EXERCISE> State, as a number alone, how many lines of the data contain the string "called".

SOURCE DATA>
Issue #1081, opened 2018-02-04
formatLocalized doesn't work with custom toStringFormat


stueliueli:
I used to call `Carbon::setToStringFormat()` in my application.
Because of this, the `$carbon->formatLocalized()` does not work anymore.
This is because `strtotime()` takes a Carbon-Object, which then is converted to a string according to the [Specification](http://php.net/manual/en/function.strtotime.php)

> The function expects to be given a string containing an English date format and will try to parse that format into a Unix timestamp

A successful solution could look like this:
- User calls formatLocalized
- Current toStringFormat is being stored
- Default toStringFormat is set
- strtotime() is called
- Custom toStringFormat is re-set

Or `strtotime` could simply be called with `$carbon->format('Y-m-d H:i:s');`

ricardobucho:
Hey there,

I don't see how this is an issue.

I might be missing something here but the default should be the carbon object and not the string format.  You can just call `formatLocalized` whenever you wish or any other method for that matter.

You could just as easily extend the carbon class or add an helper function somewhere else that does something like` $carbonObject->toDateTimeString()`.

Hope I am not misreading the situation here, best of luck :)

stueliueli:
Yes, yes, you're right. Carbon itself works with carbon objects. But the carbon-method `formatLocalized` calls the PHP date method `strtotime` with `$this` as argument.

Relevant code from Carbon.php lines 1179-1190:

```php
/**
 * Format the instance with the current locale.  You can set the current
 * locale using setlocale() http://php.net/setlocale.
 *
 * @param string $format
 *
 * @return string
 */
 public function formatLocalized($format)
    {
        // Check for Windows to find and replace the %e
        // modifier correctly
        if (strtoupper(substr(PHP_OS, 0, 3)) === 'WIN') {
            $format = preg_replace('#(?<!%)((?:%%)*)%e#', '\1%#d', $format);
        }

        $formatted = strftime($format, strtotime($this));

        return static::$utf8 ? utf8_encode($formatted) : $formatted;
    }
```

The problem here is the line `$formatted = strftime($format, strtotime($this));` or specific the part `strtotime($this)`. 

[strtotime](http://php.net/manual/en/function.strtotime.php) expects the parameter to be a string. So php implicitly parses `$this` to a string. This, using the function `__toString()`. 
This function on a carbon object returns the time formatted according to the format provided by `Carbon::setToStringFormat()`. 
[...]

PR #1107, opened 2018-02-17
Fix issue [#1081](https://github.com/briannesbitt/Carbon/issues/1081)

stueliueli:


src/Carbon/Carbon.php
```diff
@@ -1227,8 +1227,13 @@ public function formatLocalized($format)
             $format = preg_replace('#(?<!%)((?:%%)*)%e#', '\1%#d', $format); // @codeCoverageIgnore
         }
 
+        $customToStringFormat = self::$toStringFormat;
+        self::resetToStringFormat();
+
         $formatted = strftime($format, strtotime($this));
```
Glavic: Why don't we just replace 
`$formatted = strftime($format, strtotime($this));` 
with 
`$formatted = strftime($format, $this->getTimestamp());`
?

Glavic:
Other issue I see here is timezone. `strftime()` will return formated date based on user's global timezone...

stueliueli:
@Glavic Yes, but that was already described in the PhpDoc method header: 

> Format the instance with the current locale.  You can set the current locale using setlocale() http://php.net/setlocale.

Would there be any other way this could be done?

Glavic:
What was already described in phpdoc? Missed that.

Only thing that I could think of now is that we would need to set global timezone, format, and then revert global tz...

src/Carbon/Carbon.php
stueliueli: Very good point. Knowing `getTimestamp` makes the use of `strtotime` obsolete.

stueliueli:
Ah, found the reason: getTimestamp returns the timestamp of the current user's timezone. 
According to unitTest `StringsTest::testToLocalizedFormattedTimezonedDateString`, the input is `1975-12-25 14:15:16` which corresponds to the timestamp `188748916`.
If I pass this timestamp to strftime as parameter, I get the output `1975-12-25 09:15:16`, because the carbon-object was created using timezone "Europe/London" and I'm currently in Timezone "Europe/Berlin". 

I don't know if there's any workaround to this @Glavic

src/Carbon/Carbon.php
stueliueli: See https://github.com/briannesbitt/Carbon/pull/1107#issuecomment-366469612

Glavic:
I was talking about the timezone, not locale. You mentioned phpdoc, so I thought you are referring to php.net for locale function :)

Like I said, we could save global timezone, set our timezone, format the date, revert the global timezone, like this: 

```php
$defaultTz = date_default_timezone_get();
date_default_timezone_set($this->getTimezone()->getName());
$formatted = strftime($format, $this->getTimestamp());
date_default_timezone_set($defaultTz);
```

Or we could just let `strtotime()` do the magic and use:
```php
$formatted = strftime($format, strtotime($this->format($this::DEFAULT_TO_STRING_FORMAT)));
```

briannesbitt:
I think just calling `toDateTimeString()` is safer because the `DEFAULT_TO_STRING_FORMAT` could in theory change.  But skipping messing with the `self::resetToStringFormat()` is definitely ideal.

stueliueli:
Oof, always something new to learn. Didn't know `toDateTimeString` but using it seems really the best way. Fixed in Commit https://github.com/briannesbitt/Carbon/pull/1107/commits/c2fdfd7b20190e9efa62168ecadc2facc5c57bdb

kylekatarnls:
I think we have a similar PR, now it has been changed Just have to check that.

briannesbitt:
#1032

Issue #974, opened 2017-07-05
isSame* methods should take DateTime instead of Carbon as argument


pzaj2:
I believe that
`isSame*` functions should accept `DateTime` instead of `Carbon`. There is no reason not to support this functionality, since it all goes down to `isSameAs` method which uses `format` method of `DateTime` class.

What do you think?

Glavic:
Sorry for late reply.
Problem I see is only `isSameDay()` method, because it calls `->toDateString()` on given object, and `DateTime` doesn't have that method, so fatal error will aprear.
Could you do a PR for a fix?

Glavic:
@pzaj2: did you mean something like this? => https://github.com/Glavic/Carbon/commit/cc7c98ed4306a256a0ce3ccb2ff749f3af30a0f9

Sorry for late reply :(

pzaj2:
Haha, I have completely forgotten about this issue, but yes, that seems about right.

Glavic:
I have opened a PR. We will see how people react to that. TY for the issue. Will close this now, since we have a PR.

PR #1109, opened 2018-02-18
Methods `isSame**()` should also accept \DateTime objects.

Glavic:
Issue #974.

### DIFF
--- a/src/Carbon/Carbon.php
+++ b/src/Carbon/Carbon.php
@@ -15,6 +15,7 @@ use Carbon\Exceptions\InvalidDateException;
 use Closure;
 use DatePeriod;
 use DateTime;
+use DateTimeInterface;
 use DateTimeZone;
 use InvalidArgumentException;
 use Symfony\Component\Translation\Loader\ArrayLoader;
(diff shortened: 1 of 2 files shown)


kylekatarnls:
Hi,

Not ready to merge IMHO. Code like this: `$carbon->isSameDay('2010-01-03')` produced before a explicit error message like `isSameDate argument#1 must be a Carbon instance`, now it will produce: `Cannot call ->format on string` from inside ->isSameAs. It will be really less easy to debug.

This would need an expect method:
```php
protected function expectDateTime($dt, $message = '')
{
    if (!($dt instanceof DateTime) && !($dt instanceof DateTimeInterface) {
        throw new \InvalidArgument("Expect DateTime object$message");
    }
}
...
public function isSameDay($dt)
{
    $this->expectDateTime($dt, ' in isSameDay first argument');

    return $this->isSameAs('Y-m-d', $dt);
}
```

kylekatarnls:
`($dt instanceof DateTimeInterface)` is not enough because DateTimeInterface does not exist in PHP 5.3 :)
#issuecomment-366886826

briannesbitt:
Also a good time to add some tests for `isSameAs()` method as well ;-)

PR #1134, opened 2018-02-28
Space correction

akanksha1612:
The text alingment was very close a few spaces will be useful. It looks a lot cleaner.

### DIFF
--- a/readme.md
+++ b/readme.md
@@ -78,7 +78,7 @@ printf("Now: %s", Carbon::now());
 
 ### Without Composer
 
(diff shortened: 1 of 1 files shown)


Glavic:
I think there is no spaces before `.`, `!` or `?`, at least in my language.
To me, without space looks nicer.

kylekatarnls:
Yes, in English, it's always 1 space after, 0 spaces before. In French `!?;:` take also 1 space before for example.

The documentation of Carbon aims to be written in international English. If you see an inconsistency in the punctuation, please feel free to open other PRs for that.

Thanks.

PR #1137, opened 2018-02-28
Fixes #940 by extending the relative keyword list

### LINKED ISSUE #940: Carbon::setTestNow() has no effect on weekday relative time creation
After setting the current date value with `setTestNow()`, dates created with weekday relative strings yield values based on actual current date instead of test value.

**Example:**
```
<?php
require("vendor/autoload.php");
use Carbon\Carbon;

Carbon::setTestNow("2017-01-01 12:00:00");

$correct = new Carbon("next sunday"); // yields 2017-01-08
$incorrect = new Carbon("sunday"); // yields 2017-04-30, should yield 2017-01-01
```

Tested with version 1.22.

Evidence below:
image

DfKimera:
Fixes #940 by extending the relative keyword list to include bare weekdays; added test coverage for this edge case.

### DIFF
--- a/src/Carbon/Carbon.php
+++ b/src/Carbon/Carbon.php
@@ -101,6 +101,7 @@ class Carbon extends DateTime
         'sunday',
         'monday',
         'tuesday',
+        'wednesday',
         'thursday',
         'friday',
         'saturday',
--- a/src/Carbon/Carbon.php
+++ b/src/Carbon/Carbon.php
@@ -98,6 +98,7 @@ class Carbon extends DateTime
         'today',
         'tomorrow',
         'yesterday',
+
         'sunday',
         'monday',
         'tuesday',
@@ -105,6 +106,18 @@ class Carbon extends DateTime
         'thursday',
         'friday',
         'saturday',
+
+        'january',
+        'february',
+        'march',
+        'april',
+        'may',
+        'june',
+        'july',
+        'august',
+        'september',
+        'october',
+        'december',
     );
 
     /**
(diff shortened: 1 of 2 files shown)


src/Carbon/Carbon.php
```diff
@@ -98,6 +98,12 @@ class Carbon extends DateTime
         'today',
         'tomorrow',
         'yesterday',
+        'sunday',
+        'monday',
+        'tuesday',
+        'thursday',
+        'friday',
+        'saturday',
```
u01jmg3: `wednesday`?

DfKimera: Fixed!

kylekatarnls:
Hi, I think we could start by merging this but we would need a finest approach, here are some valid relative and absolute times:

```
first day of January 2008 > absolute
first day of next month > relative
sunday noon > relative
sunday nex week > relative
last sunday of January 2008 > absolute
```

And the unit test with `new Carbon` is good but a more atomic test with `hasRelativeKeywords` with more tricky sentences like this would be good too.

Do you want to complete your PR this way? Else I would just merge it and see later for those improvements.

DfKimera:
@kylekatarnls I've fixed those edge cases of non-relative dates with relative keywords (now testing for years in the time string too). Also added a bunch of test scenarios for these, and now also testing if the `hasRelativeKeywords` is matching correctly. Should be good for a merge now!

DfKimera:
Seems there's an inconsistency in PHP versions regarding the "sunday next week" scenario.
I removed the scenario, as this relates to issues in the underlying `DateTime` and not Carbon.

kylekatarnls:
Thanks! Good job.

PR #1140, opened 2018-03-01
Adding microtime on now call with PHP < 7.1

kylekatarnls:


src/Carbon/Carbon.php
```diff
@@ -343,12 +344,22 @@ public function __construct($time = null, $tz = null)
             $time = $testInstance->format(static::MOCK_DATETIME_FORMAT);
         }
 
+        // Get microseconds from microtime() if "now" asked and PHP < 7.1
+        $timezone = static::safeCreateDateTimeZone($tz);
+        // @codeCoverageIgnoreStart
+        if ($isNow && !isset($testInstance) && version_compare(PHP_VERSION, '7.1.0-dev', '<')) {
```
Glavic: Also add this for version 7.1.3 which always returns 0 of microseconds?

kylekatarnls: No, PHP 7.1.3 works well, see the travis unit tests logs (and my locale PHP 7.1.3 works too), what trouble do you have?

Glavic: Microseconds should be also added to 7.1.3, since it is the only version of 7.1.x that doesn't return microseconds > https://3v4l.org/Re0Ul

kylekatarnls: What's the heck? Give up to understand PHP changes., I will add that.

kylekatarnls: Too bad, it means we will keep this in 2.x just to fix 7.1.3

PR #48, opened 2023-02-03
feat: Added Support for Form Fields

holtskinner:
Changed `_text_from_element_with_layout()` to `_text_from_layout()` and removed Union to allow for FormField name/value parsing


google/cloud/documentai_toolbox/wrappers/document.py
```diff
@@ -331,6 +331,26 @@ def search_pages(
                     break
         return found_pages
 
+    def get_form_field_by_name(self, target_field: str):
```
galz10, line 334: add return type

galz10 (approved):
Other then the forgotten return type this looks good.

EXERCISE ANSWER> 2